→ Task goal
Determine how many lines in these records hold "unit". Only the number is wanted.

→ Provided data
= = =
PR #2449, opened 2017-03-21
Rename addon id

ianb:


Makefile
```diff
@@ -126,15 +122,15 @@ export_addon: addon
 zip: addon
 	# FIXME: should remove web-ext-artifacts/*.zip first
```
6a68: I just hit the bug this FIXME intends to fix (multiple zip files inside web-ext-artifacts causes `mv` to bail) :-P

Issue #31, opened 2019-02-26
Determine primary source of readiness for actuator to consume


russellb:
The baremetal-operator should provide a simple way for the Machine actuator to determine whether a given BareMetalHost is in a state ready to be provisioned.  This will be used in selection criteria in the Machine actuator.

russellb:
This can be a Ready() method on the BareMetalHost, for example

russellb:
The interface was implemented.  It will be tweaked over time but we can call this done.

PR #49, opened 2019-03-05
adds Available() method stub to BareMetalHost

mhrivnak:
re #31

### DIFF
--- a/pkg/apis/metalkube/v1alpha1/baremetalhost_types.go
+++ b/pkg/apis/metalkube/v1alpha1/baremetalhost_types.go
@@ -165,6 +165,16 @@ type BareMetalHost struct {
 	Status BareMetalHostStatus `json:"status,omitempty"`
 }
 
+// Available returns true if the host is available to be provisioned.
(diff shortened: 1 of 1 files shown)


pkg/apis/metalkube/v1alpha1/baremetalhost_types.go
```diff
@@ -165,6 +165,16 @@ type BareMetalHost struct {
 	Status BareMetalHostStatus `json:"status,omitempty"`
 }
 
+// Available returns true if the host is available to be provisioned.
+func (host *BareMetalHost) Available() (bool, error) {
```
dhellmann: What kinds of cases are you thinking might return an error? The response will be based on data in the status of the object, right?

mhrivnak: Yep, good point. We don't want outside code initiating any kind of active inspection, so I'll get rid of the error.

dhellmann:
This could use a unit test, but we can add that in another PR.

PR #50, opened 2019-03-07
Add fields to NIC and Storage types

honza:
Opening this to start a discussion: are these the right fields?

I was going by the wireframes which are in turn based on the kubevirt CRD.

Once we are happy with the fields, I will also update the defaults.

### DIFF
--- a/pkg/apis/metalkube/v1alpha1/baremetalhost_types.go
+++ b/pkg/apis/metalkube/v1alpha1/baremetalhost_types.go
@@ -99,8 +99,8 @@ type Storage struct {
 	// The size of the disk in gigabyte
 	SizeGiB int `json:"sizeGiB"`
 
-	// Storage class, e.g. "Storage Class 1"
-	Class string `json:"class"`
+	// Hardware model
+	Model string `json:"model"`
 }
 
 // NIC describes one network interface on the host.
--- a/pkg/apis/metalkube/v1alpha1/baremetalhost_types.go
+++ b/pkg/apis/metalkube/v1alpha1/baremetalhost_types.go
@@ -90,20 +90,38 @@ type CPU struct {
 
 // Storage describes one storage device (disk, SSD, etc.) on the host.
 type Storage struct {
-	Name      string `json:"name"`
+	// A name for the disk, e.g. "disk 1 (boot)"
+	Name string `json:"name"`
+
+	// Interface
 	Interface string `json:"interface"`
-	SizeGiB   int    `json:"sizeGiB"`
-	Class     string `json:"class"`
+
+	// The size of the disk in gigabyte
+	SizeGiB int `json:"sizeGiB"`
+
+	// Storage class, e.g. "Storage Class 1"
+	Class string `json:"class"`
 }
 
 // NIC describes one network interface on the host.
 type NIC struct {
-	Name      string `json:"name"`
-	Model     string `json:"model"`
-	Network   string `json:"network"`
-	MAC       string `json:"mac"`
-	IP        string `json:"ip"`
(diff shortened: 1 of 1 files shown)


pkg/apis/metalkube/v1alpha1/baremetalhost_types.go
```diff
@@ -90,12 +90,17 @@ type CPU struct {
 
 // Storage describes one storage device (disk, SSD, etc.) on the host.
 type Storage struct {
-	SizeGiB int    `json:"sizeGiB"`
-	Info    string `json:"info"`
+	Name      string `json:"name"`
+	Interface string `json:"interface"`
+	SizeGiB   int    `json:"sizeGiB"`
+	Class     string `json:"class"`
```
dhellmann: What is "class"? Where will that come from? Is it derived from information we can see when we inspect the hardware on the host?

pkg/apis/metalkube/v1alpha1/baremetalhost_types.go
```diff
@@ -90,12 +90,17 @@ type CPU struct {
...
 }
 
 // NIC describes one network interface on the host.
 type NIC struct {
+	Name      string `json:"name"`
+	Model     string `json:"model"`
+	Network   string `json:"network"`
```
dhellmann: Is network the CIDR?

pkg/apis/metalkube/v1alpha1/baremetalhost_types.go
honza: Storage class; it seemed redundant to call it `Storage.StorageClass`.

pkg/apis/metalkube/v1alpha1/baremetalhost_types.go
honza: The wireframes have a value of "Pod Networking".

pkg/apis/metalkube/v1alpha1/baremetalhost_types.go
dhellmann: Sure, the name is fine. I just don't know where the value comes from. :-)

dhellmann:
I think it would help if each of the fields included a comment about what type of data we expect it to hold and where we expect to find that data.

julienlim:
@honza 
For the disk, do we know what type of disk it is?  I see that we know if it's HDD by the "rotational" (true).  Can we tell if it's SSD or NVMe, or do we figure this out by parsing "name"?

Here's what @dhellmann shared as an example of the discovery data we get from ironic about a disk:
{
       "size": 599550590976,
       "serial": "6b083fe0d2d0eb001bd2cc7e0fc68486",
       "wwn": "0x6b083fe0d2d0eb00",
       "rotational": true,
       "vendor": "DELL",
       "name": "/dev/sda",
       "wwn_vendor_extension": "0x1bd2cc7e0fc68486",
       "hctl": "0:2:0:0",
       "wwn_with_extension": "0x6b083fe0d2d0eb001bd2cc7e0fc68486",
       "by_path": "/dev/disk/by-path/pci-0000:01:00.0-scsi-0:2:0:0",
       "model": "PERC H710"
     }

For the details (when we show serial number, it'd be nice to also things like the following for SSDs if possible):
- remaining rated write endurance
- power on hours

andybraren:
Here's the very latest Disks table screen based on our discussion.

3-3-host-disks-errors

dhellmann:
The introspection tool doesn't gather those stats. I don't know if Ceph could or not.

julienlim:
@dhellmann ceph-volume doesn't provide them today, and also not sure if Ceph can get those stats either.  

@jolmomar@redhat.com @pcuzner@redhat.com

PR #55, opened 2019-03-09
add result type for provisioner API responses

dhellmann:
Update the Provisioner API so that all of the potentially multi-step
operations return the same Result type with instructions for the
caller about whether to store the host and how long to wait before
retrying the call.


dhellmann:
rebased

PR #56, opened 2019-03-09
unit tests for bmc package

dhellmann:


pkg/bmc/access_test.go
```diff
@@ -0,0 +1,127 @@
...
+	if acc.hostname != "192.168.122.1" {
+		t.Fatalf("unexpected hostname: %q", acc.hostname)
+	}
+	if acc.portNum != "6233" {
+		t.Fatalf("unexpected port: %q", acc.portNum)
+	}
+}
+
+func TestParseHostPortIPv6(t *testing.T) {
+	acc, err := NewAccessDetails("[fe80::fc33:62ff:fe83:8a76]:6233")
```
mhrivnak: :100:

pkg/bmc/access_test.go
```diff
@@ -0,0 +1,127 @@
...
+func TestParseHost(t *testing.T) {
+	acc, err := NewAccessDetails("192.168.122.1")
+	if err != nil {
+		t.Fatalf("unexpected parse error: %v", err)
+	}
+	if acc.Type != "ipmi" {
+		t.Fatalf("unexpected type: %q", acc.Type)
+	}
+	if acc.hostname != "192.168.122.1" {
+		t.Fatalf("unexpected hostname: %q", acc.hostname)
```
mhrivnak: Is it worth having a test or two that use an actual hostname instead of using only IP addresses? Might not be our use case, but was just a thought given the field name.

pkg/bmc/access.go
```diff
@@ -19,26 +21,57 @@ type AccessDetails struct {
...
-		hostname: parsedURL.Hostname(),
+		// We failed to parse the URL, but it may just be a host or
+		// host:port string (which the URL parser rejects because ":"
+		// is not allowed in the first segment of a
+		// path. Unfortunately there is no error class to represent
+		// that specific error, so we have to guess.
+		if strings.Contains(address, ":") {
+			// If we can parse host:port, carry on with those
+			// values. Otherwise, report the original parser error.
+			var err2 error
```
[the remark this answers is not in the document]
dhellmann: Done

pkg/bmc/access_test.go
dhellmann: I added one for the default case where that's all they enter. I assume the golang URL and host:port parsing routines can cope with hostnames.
= = =
→ Output of the task
2